Issue #8519, opened 2023-03-30
[Cache] attributes of records got missing


Jopie01:
With some changes and upgrade to `alpha.15` I accidentally bypassed the `Cache` so I added the `CacheHandler` back into my `requestManager` service and now the `cache` is hit again. Because the response is JSON, I extended the `Cache` and converted the JSON into JSONAPI data so that the default JSONAPI cache consumes the data.

```javascript
import Cache from '@ember-data/json-api';

class RPCCache extends Cache {
  constructor(...args) {
    super(...args);
  }

  // convert the JSON response into a JSONAPI response
  put(document) {
    let res = [];
    const method = document.request.data.method.split('.');
    document.content.forEach((item) => {
      res.push({
        id: item.id,
        type: method.slice(1, method.length - 1).join('.'),
        attributes: item,
      });
    });
    document.content.data = res;
    return super.put(...arguments);
  }
}
```
```hbs
{{#each @model as |menu|}}
  {{menu.attributes.icon}} {{menu.attributes.name}}<br/>
{{/each}}
```
This worked prior to `alpha.15`. In my template I had to add the `attributes` key but that's ok. I also tested it with converting the response directly after the `fetch` but it doesn't make a difference.

BTW, also the `instantiateRecord` isn't called when doing a `store.findAll(model)` or `store.query(model, options)` so some wire seems to be broken.

runspired:
can you push this to the repo? I'll want to debug it

Jopie01:
> can you push this to the repo? I'll want to debug it

Sorry for not mention it. I've already done that.

runspired:
Currently, the CacheHandler only instantiates records in the response documents for `op` codes that it knows about, I think this check needs to be loosened to being only for whether a hidden symbol is present, so that hydration is optional. What happened here is that while fixing some of the other issues you've hit I scoped down which requests the cache-handler attempts to "hydrate", and so bumping the version you now get back just the identifiers. Fix inbound.

I suspect there's also some more documentation to add here around where/how to do what kinds of work.

runspired:
> Sorry for not mention it. I've already done that.

No worries, figured that out

PR #8528, opened 2023-04-01
feat: enable request cache without hydration

runspired:
work for #8519

- ensures any opcode can be cached and hydrated
- ensures non-store issued requests can be cached if desired (by supplying the store)


Jopie01:
Thanks for the hard work! It works like a charm now.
------
Exercise requirements
Please copy out the data above exactly.

Solved exercise
Issue #8519, opened 2023-03-30
[Cache] attributes of records got missing


Jopie01:
With some changes and upgrade to `alpha.15` I accidentally bypassed the `Cache` so I added the `CacheHandler` back into my `requestManager` service and now the `cache` is hit again. Because the response is JSON, I extended the `Cache` and converted the JSON into JSONAPI data so that the default JSONAPI cache consumes the data.

```javascript
import Cache from '@ember-data/json-api';

class RPCCache extends Cache {
  constructor(...args) {
    super(...args);
  }

  // convert the JSON response into a JSONAPI response
  put(document) {
    let res = [];
    const method = document.request.data.method.split('.');
    document.content.forEach((item) => {
      res.push({
        id: item.id,
        type: method.slice(1, method.length - 1).join('.'),
        attributes: item,
      });
    });
    document.content.data = res;
    return super.put(...arguments);
  }
}
```
```hbs
{{#each @model as |menu|}}
  {{menu.attributes.icon}} {{menu.attributes.name}}<br/>
{{/each}}
```
This worked prior to `alpha.15`. In my template I had to add the `attributes` key but that's ok. I also tested it with converting the response directly after the `fetch` but it doesn't make a difference.

BTW, also the `instantiateRecord` isn't called when doing a `store.findAll(model)` or `store.query(model, options)` so some wire seems to be broken.

runspired:
can you push this to the repo? I'll want to debug it

Jopie01:
> can you push this to the repo? I'll want to debug it

Sorry for not mention it. I've already done that.

runspired:
Currently, the CacheHandler only instantiates records in the response documents for `op` codes that it knows about, I think this check needs to be loosened to being only for whether a hidden symbol is present, so that hydration is optional. What happened here is that while fixing some of the other issues you've hit I scoped down which requests the cache-handler attempts to "hydrate", and so bumping the version you now get back just the identifiers. Fix inbound.

I suspect there's also some more documentation to add here around where/how to do what kinds of work.

runspired:
> Sorry for not mention it. I've already done that.

No worries, figured that out

PR #8528, opened 2023-04-01
feat: enable request cache without hydration

runspired:
work for #8519

- ensures any opcode can be cached and hydrated
- ensures non-store issued requests can be cached if desired (by supplying the store)


Jopie01:
Thanks for the hard work! It works like a charm now.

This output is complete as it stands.